PR #832, opened 2026-03-10
refactor(server-communication-config): add vault_url to SsoCookieVendorConfig

addisonbeck:
## 🎟️ Tracking

- https://bitwarden.atlassian.net/browse/PM-33352
- https://github.com/bitwarden/clients/pull/19469

## 📔 Objective

Add an explicit `vault_url` field to `SsoCookieVendorConfig` to allow more flexibility in what servers are supported by this cookie flow.

The `vault_url` is extracted from the `/api/config` response's `environment.vault` field by clients and provides the explicit full URL (scheme + host + port) for the browser redirect. This replaces implicit URL construction that was failing to preserve ports, handle subdomain variations, etc.

## 🚨 Breaking Changes

- `SsoCookieVendorConfig` struct now requries a new `vault_url` field

- The parameter sent into `acquireCookies` is changed from `hostname` to `vaultUrl`. This should be used to construct the browser link: `${vaultUrl}/proxy-cookie-redirect-connector.html` instead of relying on `EnvironmentService` which is prone to edge-case bugs

### DIFF
--- a/crates/bitwarden-server-communication-config/src/wasm/js_platform_api.rs
+++ b/crates/bitwarden-server-communication-config/src/wasm/js_platform_api.rs
@@ -14,15 +14,16 @@ const TS_CUSTOM_TYPES: &'static str = r#"
 export interface ServerCommunicationConfigPlatformApi {
     /**
      * Acquires cookies for the given hostname.
-     * 
+     *
      * This typically involves redirecting to an IdP login page and extracting
      * cookies from the load balancer response. For sharded cookies, returns
      * multiple entries with names like "CookieName-0", "CookieName-1", etc.
-     * 
+     *
      * @param hostname The server hostname (e.g., "vault.acme.com")
+     * @param vaultUrl The full vault URL (e.g., "https://vault.bitwarden.com" or "https://localhost:8000")
      * @returns An array of AcquiredCookie objects, or undefined if acquisition failed or was cancelled
      */
-    acquireCookies(hostname: string): Promise<AcquiredCookie[] | undefined>;
+    acquireCookies(hostname: string, vaultUrl: string): Promise<AcquiredCookie[] | undefined>;
 }
 "#;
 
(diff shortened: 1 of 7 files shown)


crates/bitwarden-server-communication-config/src/wasm/js_platform_api.rs
```diff
@@ -68,11 +70,15 @@ impl Clone for JsServerCommunicationConfigPlatformApi {
 
 #[async_trait::async_trait]
 impl ServerCommunicationConfigPlatformApi for JsServerCommunicationConfigPlatformApi {
-    async fn acquire_cookies(&self, hostname: String) -> Option<Vec<AcquiredCookie>> {
+    async fn acquire_cookies(
+        &self,
+        hostname: String,
```
coroiu: issue: I was initially positive to keeping this but as I'm reading this PR I think it will just be confusing since it's not clear what this value will actually be set to and how it can bee used. `hostname` is also a bad name and I have a follow-up PR where I'm renaming it everywhere to `domain`.

Currently this value is set to whatever `domain` the API request is trying to access. I could be ok with keeping it if we can make it clear that this is what the value represents.

coroiu (commented):
Just one comment, rest of PR looks good

crates/bitwarden-server-communication-config/src/wasm/js_platform_api.rs
addisonbeck: I went ahead and just removed `hostname` from the `acquire_cookies` argument list. I was imagining some scenario where implementations might need both, but thinking about it more now it's clear the platform API layer only ever needs vault_url. `domain` is really _just_ the storage key now and that's all, as far as the SDK is concerned. 

Removed on https://github.com/bitwarden/sdk-internal/pull/832/changes/232e2b43f1178c910bbe44611c044c2cb7850ad2

coroiu (approved):
Tested and it works :)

§ **What needs to be done**
The entire listing must be repeated without a single change.

§ **Answer for this exercise**
PR #832, opened 2026-03-10
refactor(server-communication-config): add vault_url to SsoCookieVendorConfig

addisonbeck:
## 🎟️ Tracking

- https://bitwarden.atlassian.net/browse/PM-33352
- https://github.com/bitwarden/clients/pull/19469

## 📔 Objective

Add an explicit `vault_url` field to `SsoCookieVendorConfig` to allow more flexibility in what servers are supported by this cookie flow.

The `vault_url` is extracted from the `/api/config` response's `environment.vault` field by clients and provides the explicit full URL (scheme + host + port) for the browser redirect. This replaces implicit URL construction that was failing to preserve ports, handle subdomain variations, etc.

## 🚨 Breaking Changes

- `SsoCookieVendorConfig` struct now requries a new `vault_url` field

- The parameter sent into `acquireCookies` is changed from `hostname` to `vaultUrl`. This should be used to construct the browser link: `${vaultUrl}/proxy-cookie-redirect-connector.html` instead of relying on `EnvironmentService` which is prone to edge-case bugs

### DIFF
--- a/crates/bitwarden-server-communication-config/src/wasm/js_platform_api.rs
+++ b/crates/bitwarden-server-communication-config/src/wasm/js_platform_api.rs
@@ -14,15 +14,16 @@ const TS_CUSTOM_TYPES: &'static str = r#"
 export interface ServerCommunicationConfigPlatformApi {
     /**
      * Acquires cookies for the given hostname.
-     * 
+     *
      * This typically involves redirecting to an IdP login page and extracting
      * cookies from the load balancer response. For sharded cookies, returns
      * multiple entries with names like "CookieName-0", "CookieName-1", etc.
-     * 
+     *
      * @param hostname The server hostname (e.g., "vault.acme.com")
+     * @param vaultUrl The full vault URL (e.g., "https://vault.bitwarden.com" or "https://localhost:8000")
      * @returns An array of AcquiredCookie objects, or undefined if acquisition failed or was cancelled
      */
-    acquireCookies(hostname: string): Promise<AcquiredCookie[] | undefined>;
+    acquireCookies(hostname: string, vaultUrl: string): Promise<AcquiredCookie[] | undefined>;
 }
 "#;
 
(diff shortened: 1 of 7 files shown)


crates/bitwarden-server-communication-config/src/wasm/js_platform_api.rs
```diff
@@ -68,11 +70,15 @@ impl Clone for JsServerCommunicationConfigPlatformApi {
 
 #[async_trait::async_trait]
 impl ServerCommunicationConfigPlatformApi for JsServerCommunicationConfigPlatformApi {
-    async fn acquire_cookies(&self, hostname: String) -> Option<Vec<AcquiredCookie>> {
+    async fn acquire_cookies(
+        &self,
+        hostname: String,
```
coroiu: issue: I was initially positive to keeping this but as I'm reading this PR I think it will just be confusing since it's not clear what this value will actually be set to and how it can bee used. `hostname` is also a bad name and I have a follow-up PR where I'm renaming it everywhere to `domain`.

Currently this value is set to whatever `domain` the API request is trying to access. I could be ok with keeping it if we can make it clear that this is what the value represents.

coroiu (commented):
Just one comment, rest of PR looks good

crates/bitwarden-server-communication-config/src/wasm/js_platform_api.rs
addisonbeck: I went ahead and just removed `hostname` from the `acquire_cookies` argument list. I was imagining some scenario where implementations might need both, but thinking about it more now it's clear the platform API layer only ever needs vault_url. `domain` is really _just_ the storage key now and that's all, as far as the SDK is concerned. 

Removed on https://github.com/bitwarden/sdk-internal/pull/832/changes/232e2b43f1178c910bbe44611c044c2cb7850ad2

coroiu (approved):
Tested and it works :)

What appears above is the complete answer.